▸ **EXERCISE**:
Which lines of the data contain the string "parseCaller"? Show each of them.

▸ **SOURCE DATA**:
PR #365, opened 2022-07-04
feat: allow configuring field validators during agent customization

romain-gilliotte:
### General

- [ ] Write an explicit title for the Pull Request, following [Conventional Commits specification](https://www.conventionalcommits.org)
- [ ] Test manually the implemented changes
- [ ] Validate the code quality (indentation, syntax, style, simplicity, readability)
- [ ] Ensure that Types have been updated according to your changes (if needed)

### Security

- [ ] Consider the security impact of the changes made

PR #1840, opened 2026-08-20
fix(agent): serve only the columns of collections the caller may read

PMerlet:
## Why

A read is permission-checked on the **root collection only**. Every column a projection, a filter or a sort reaches *through a relation path* is served with no check on the collection it comes from.

A role with `read` on `cards` and nothing at all on `holders` gets this in full:

```
GET /forest/cards
Forest-Projection: id,holder:nationalId,holder:dateOfBirth
```

The header is not even required — `GET /forest/cards` with no `fields[]` returns the same columns, because `ProjectionFactory.all` expands every column of every to-one relation.

The filter is the sharper half. It never returns the column, yet it answers one guess per request:

```
GET /forest/cards?filters={"field":"holder:nationalId","operator":"starts_with","value":"1850"}
```

One row back or zero rows back is one digit. Ten iterations per character recovers a national id in full, from a collection with zero granted permissions, without the value ever appearing in a response.

fixes PRD-900

## The rule

**Check the collection each path *ends* on.** Collections crossed on the way confer and require nothing — reaching one through a relation is a join, not a read — so `account:organization:name` needs `read` on `organizations` alone, and a ManyToMany through-collection stays out of it since it contributes no returned column.

What a denial does depends on **who asked for the field**:

| | |
|---|---|
| Named by the caller (`fields[]`, `Forest-Projection`) | **Refused**, listing every offending path in one message so a client drops them all and retries once |
| Never asked for (the `ProjectionFactory.all` default) | **Dropped from the projection** — refusing would turn an ordinary listing into a 403 |

Filters, sorts, extended searches and a chart's group-by or aggregated field are **always refused**. None has a prunable equivalent: dropping a condition widens the result set, dropping a sort clause silently reorders it, and a grouped-by key is chart output.

The check reads the caller's own query only. Scopes and segments are injected by the agent and may legitimately reference a collection the caller cannot read — a test locks that down.

## One case the rule does not describe

A leaderboard counting a relation has no aggregate field, so no path traces back to the collection being counted. What it exposes is that collection's cardinality, which is what `browse` already governs on `/forest/<collection>/count` and `/relationships/<name>/count` — so that is what gets asserted, on the foreign collection rather than on the through-collection a ManyToMany aggregates.

Found by an adversarial review pass on the first revision of this branch, not by the original implementation.

## Routes covered

`get`, `list`, `csv`, `list-related`, `csv-related`, `count`, `count-related`, the chart routes, and `update`.

`update` is a write, and in scope anyway. `PUT /forest/<collection>/:id` re-lists the row it just wrote with `ProjectionFactory.all` and serializes the result, so a role with `edit` on `cards` and no `read` on `holders` got `holder.nationalId` back from a no-op update — the same disclosure as `GET /forest/cards/:id`, and `edit` almost always comes with it. The projection there is entirely agent-chosen, so it is **redacted, never refused**: a write must not 403 because the row happens to carry a relation the caller cannot read.

The filter-shaped half on the destructive routes — `delete.ts:45` and `dissociate-delete-related.ts:122` accept the caller's `filters` on the same denied paths — is deliberately out of scope and split to PRD-1012. A delete answers `204` whatever it matched, so there is no response oracle and each probe destroys the rows it measures, while refusing would 403 any bulk delete filtered on a belongsTo sub-field, which the filter bar allows and no front change absorbs.

## Sequencing — the front has landed

The front used to ask for these columns on every list and detail view. It stopped in **ForestAdmin/forestadmin#9914**, which prunes projections by `canReadCollection` and renders a denied belongsTo as restricted — **merged into `main` on 2026-08-21** (`d050ef96`). That was the blocker on this PR: merging the agent first would have turned every list or detail view showing a belongsTo on a denied collection into a 403.

One path the front does not cover, by design: chart requests. See the dashboard leaderboard note under *Residual cost*.

## Residual cost

Roles that display a related label today without `read` on the target lose it until an admin grants it. One permission sweep per project, visible and diagnosable rather than silent.

**Dashboard leaderboards that count a relation break for existing roles.** A `Count` leaderboard on `holders` counting `cards`, for a role without `browse` on `cards`, now returns 403 where it returned counts — and the widget still renders, since dashboard chart visibility follows the chart's own collection, so it shows an error rather than disappearing. ForestAdmin/forestadmin#9914 prunes record, list and export projections and does not touch chart requests, so the sequencing note below does not cover this path. It needs the same permission sweep as the rest, on `browse` rather than `read`.

**A projected path that reaches through a collection the caller cannot read serves that collection's id.** The leaf-only rule grants `account:organization:name` on `read` of `organizations` alone, and JSON:API renders the traversed `accounts` record as a resource of its own — an identity in `relationships`, an entry in `included` — so the leaf column cannot be served without it. Its id and nothing more: no column of the traversed collection reaches the payload. Dropping the key instead is not an option, because `withPks` is what supplies the serializer's precondition — a relation with no identity raises `Missing one of expected fields` rather than redacting, a 500 where there was a 200. A OneToOne, or a `foreignKeyTarget` that is not the primary key, is the sharp end: the id is one the root row does not carry. Three cases in `test/security/related-read-permissions.test.ts` pin it, including the payload bound. Raised in review on this branch, where it was diagnosed in a comment and pinned by nothing.

**A `replaceSearch` handler is exempt on a plain search and refused on an extended one.** `getSearchedFields` answers `null` when a handler is installed, and the deciding question is whether the caller can aim. On a plain search they aimed at nothing — the footprint is the one the customer chose, identical for every role, so it is served, the same category as a scope, and refusing would remove search from every customized collection. The extended flag is theirs, though: the same term with it off and then on differs by exactly the rows matched through a relation, a bit per term over collections no check covered, so an unverifiable traversal is refused. Decided in PRD-1024, which applies to node unchanged. **The cost is a 403 where there was a 200** for a customer using `replaceSearch` on a collection where users tick extended search. The residual on the plain half is accepted and now stated in `replaceSearch`'s own JSDoc: a handler searching a column the role cannot read gives the caller the same rows-or-no-rows oracle a filter would, and the agent cannot tell that apart from what the customer intended.

Any client requesting relation fields its role may not read — a customer script, an `agent-client` integration, an MCP tool — starts getting a 403 where it got a 200. That is the fix working: only integrations running under a role that should never have had the data are affected, and the error names the field and the collection so they can be fixed rather than guessed at.

## Not in scope

- `browse` still stands in for a denied `read` when the front resolves a get-one through the list route — tracked in PRD-990.
- On `instantCacheRefresh: false`, each denied check clears and refetches the whole permission cache; denials are routine on the redaction path, so that is one permission fetch per read — tracked in PRD-1002, to be fixed in `forestadmin-client` rather than here.
- Nothing else known. The extended-search sweep no longer derives its own set: `getSearchedFields` walks down the stack and the search decorator answers from `childCollection`, so a field hidden by `.removeField` is still checked, and a replaced search — whose footprint the layer cannot state — is served plain and refused extended, see *Residual cost*.
- Whether a ManyToMany through-collection needs `read` of its own is left open, as PRD-900 states.

## Tests

`test/security/related-read-permissions.test.ts` builds the ticket's schema and role, and each case fails against the previous implementation — verified by reverting the guard, not assumed.

> [!NOTE]
> ### Enforce read permissions on query fields and projections across agent routes
> - Introduces `AuthorizationService.redactProjection` to drop or reject projection fields whose owning related collections the caller cannot read; implicit projections drop fields, explicit field lists return 403
> - Adds `AuthorizationService.assertCanReadQueryFields` to reject filter/sort/search terms that reference fields from unreadable related collections, applied to list, get, count, csv, chart, and related routes
> - Adds `FieldPathUtils.getLeafCollection` to resolve the owning collection of a colon-separated field path, and `SearchCollectionDecorator.getSearchedFields` to surface which fields an extended search will read
> - Updates `CsvGenerator.filterHeader` to keep CSV header labels aligned with redacted columns; `UpdateRoute.handleUpdate` now redacts unreadable fields from the post-update response
> - Risk: callers that previously received data from unreadable related collections via implicit projections or filters now get redacted results or 403s — check `redactProjection` in [authorization.ts](https://github.com/ForestAdmin/agent-nodejs/pull/1840/files#diff-9103e7358427994d7727cf4f652032c5d2d47448022946adda46c493a403c686) and route handlers in [packages/agent/src/routes/access/](https://github.com/ForestAdmin/agent-nodejs/pull/1840/files#diff-9ff1c82c8599c82b6c6abae9421ab17e7978d93a5f0469cfe46ead771c137edf) for regressions in existing API consumers
>
> 
> #### Changes since #1840 opened
>
> - Renamed the `explicit` property to `namedByCaller` in the `RequestedProjection` type and updated all usages throughout `AuthorizationService.redactProjection`, `QueryStringParser.parseProjectionFromHeaderOrQuery`, `UpdateRoute.handleUpdate`, and associated tests [680ec65]
> - Updated an explanatory comment in the `related-read-permissions.test` test suite [aeb3c3c]
> - Extended `AuthorizationService.assertCanReadQueryFields` method to accept optional `consumes` parameter of type `QueryComponent[]` with default value `['filter','sort','search']`, and added exported `QueryComponent` type union and `ALL_QUERY_COMPONENTS` constant [9385592]
> - Updated `ChartRoute.makeChart`, `CountRelatedRoute.handleCountRelated`, and `CountRoute.handleCount` handlers to pass `['filter','search']` as third argument to `assertCanReadQueryFields` [9385592]
> - Added test case verifying count route ignores sort parameter on unreadable related fields [9385592]
> - Added test cases verifying that traversing a OneToOne relation on an unreadable collection correctly projects the relation key and serializes only the key and nested readable fields [e3e61ec]
> - Extended test data source schema with a OneToOne relation from `cards` to a new `contracts` collection and added the `contracts` collection with a ManyToOne relation to `organizations` [e3e61ec]
> - Added `RecordData` type import from `@forestadmin/datasource-toolkit` and `Serializer` import from local services [e3e61ec]
> - Updated test comments clarifying the requirement to include `account:id` in projection for serialization [e3e61ec]
> - Added extended search authorization check in `AuthorizationService.search` that throws `ForbiddenError` when searched fields cannot be determined [f3c2de6]
> - Added test coverage for extended search authorization with unknown field footprints [f3c2de6]
> - Expanded JSDoc documentation in `CollectionCustomizer.replaceSearch` to clarify security semantics of plain versus extended searches [f3c2de6]
> 
>
> 
>
> <sup><a href="https://app.macroscope.com">Macroscope</a> summarized 2e3e7b5.</sup>
> 
>

### DIFF
--- a/packages/agent/src/routes/access/chart.ts
+++ b/packages/agent/src/routes/access/chart.ts
@@ -1,5 +1,6 @@
 import type {
   Caller,
+  Collection,
   ConditionTreeBranch,
   DateOperation,
   Filter,
@@ -29,6 +30,7 @@ import { DateTime } from 'luxon';
 import { v1 as uuidv1 } from 'uuid';
 
 import ContextFilterFactory from '../../utils/context-filter-factory';
+import FieldPathUtils from '../../utils/field-path';
 import QueryStringParser from '../../utils/query-string';
 import CollectionRoute from '../collection-route';
 
@@ -66,6 +68,8 @@ export default class ChartRoute extends CollectionRoute {
       renderingId,
       chartRequest,
     });
+
+    await this.services.authorization.assertCanReadQueryFields(context, this.collection);
 
     switch (chartRequest.type) {
       case ChartType.Value:
@@ -120,6 +124,11 @@ export default class ChartRoute extends CollectionRoute {
       aggregateFieldName: aggregateField,
     } = <PieChart>context.request.body;
 
+    await this.assertCanReadAggregatedFields(context, this.collection, [
+      ['group a chart by', groupByField],
+      ['aggregate a chart on', aggregateField],
+    ]);
+
     const rows = await this.collection.aggregate(
       QueryStringParser.parseCaller(context),
       await this.getFilter(context),
@@ -143,6 +152,11 @@ export default class ChartRoute extends CollectionRoute {
       groupByFieldName: groupByDateField,
       timeRange,
     } = <LineChart>context.request.body;
+
+    await this.assertCanReadAggregatedFields(context, this.collection, [
+      ['group a chart by', groupByDateField],
+      ['aggregate a chart on', aggregateField],
+    ]);
 
     const filter = await this.getFilter(context);
     const filterOnlyWithValues = filter.override({
@@ -233,9 +247,25 @@ export default class ChartRoute extends CollectionRoute {
     }
 
     if (collection && filter && aggregation) {
-      const rows = await this.dataSource
-        .getCollection(collection)
-        .aggregate(QueryStringParser.parseCaller(context), filter, aggregation, Number(body.limit));
+      const aggregatedCollection = this.dataSource.getCollection(collection);
+
+      await this.assertCanReadAggregatedFields(context, aggregatedCollection, [
+        ['group a leaderboard by', aggregation.groups[0].field],
+        ['aggregate a leaderboard on', aggregation.field],
+      ]);
+
+      // A count exposes the cardinality of the relation, which `/relationships/<name>/count` puts
+      // behind `browse`.
+      if (!aggregation.field) {
+        await this.services.authorization.assertCanBrowse(context, field.foreignCollection);
+      }
+
+      const rows = await aggregatedCollection.aggregate(
+        QueryStringParser.parseCaller(context),
+        filter,
+        aggregation,
+        Number(body.limit),
+      );
 
       return rows.map(row => ({
         key: row.group[aggregation.groups[0].field] as string,
@@ -254,6 +284,10 @@ export default class ChartRoute extends CollectionRoute {
     );
     const aggregation = new Aggregation({ operation: aggregator, field: aggregateField });
 
+    await this.assertCanReadAggregatedFields(context, this.collection, [
+      ['aggregate a chart on', aggregateField],
+    ]);
+
     const rows = await this.collection.aggregate(
       QueryStringParser.parseCaller(context),
       filter,
@@ -261,6 +295,24 @@ export default class ChartRoute extends CollectionRoute {
     );
 
     return rows.length ? (rows[0].value as number) : 0;
+  }
+
+  private async assertCanReadAggregatedFields(
+    context: Context,
+    collection: Collection,
+    fields: Array<[action: string, path: string]>,
+  ): Promise<void> {
+    await this.services.authorization.assertCanReadUsages(
+      context,
+      this.collection.name,
+      fields
+        .filter(([, path]) => path)
+        .map(([action, path]) => ({
+          action,
+          path,
+          collectionName: FieldPathUtils.getLeafCollection(collection, path).name,
+        })),
+    );
   }
 
   private async getFilter(context: Context): Promise<Filter> {
--- a/packages/agent/src/routes/access/chart.ts
+++ b/packages/agent/src/routes/access/chart.ts
@@ -69,7 +69,10 @@ export default class ChartRoute extends CollectionRoute {
       chartRequest,
     });
 
-    await this.services.authorization.assertCanReadQueryFields(context, this.collection);
+    await this.services.authorization.assertCanReadQueryFields(context, this.collection, [
+      'filter',
+      'search',
+    ]);
 
     switch (chartRequest.type) {
       case ChartType.Value:
--- a/packages/agent/src/routes/access/chart.ts
+++ b/packages/agent/src/routes/access/chart.ts
@@ -299,7 +299,7 @@ export default class ChartRoute extends CollectionRoute {
 
   private async assertCanReadAggregatedFields(
     context: Context,
-    collection: Collection,
+    pathCollection: Collection,
     fields: Array<[action: string, path: string]>,
   ): Promise<void> {
     await this.services.authorization.assertCanReadUsages(
@@ -310,7 +310,7 @@ export default class ChartRoute extends CollectionRoute {
         .map(([action, path]) => ({
           action,
           path,
-          collectionName: FieldPathUtils.getLeafCollection(collection, path).name,
+          collectionName: FieldPathUtils.getLeafCollection(pathCollection, path).name,
         })),
     );
   }
--- a/packages/agent/src/routes/modification/update.ts
+++ b/packages/agent/src/routes/modification/update.ts
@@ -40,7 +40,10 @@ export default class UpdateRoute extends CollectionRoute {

▸ **YOUR RESPONSE**:
       QueryStringParser.parseCaller(context),
-        .aggregate(QueryStringParser.parseCaller(context), filter, aggregation, Number(body.limit));
+        QueryStringParser.parseCaller(context),
       QueryStringParser.parseCaller(context),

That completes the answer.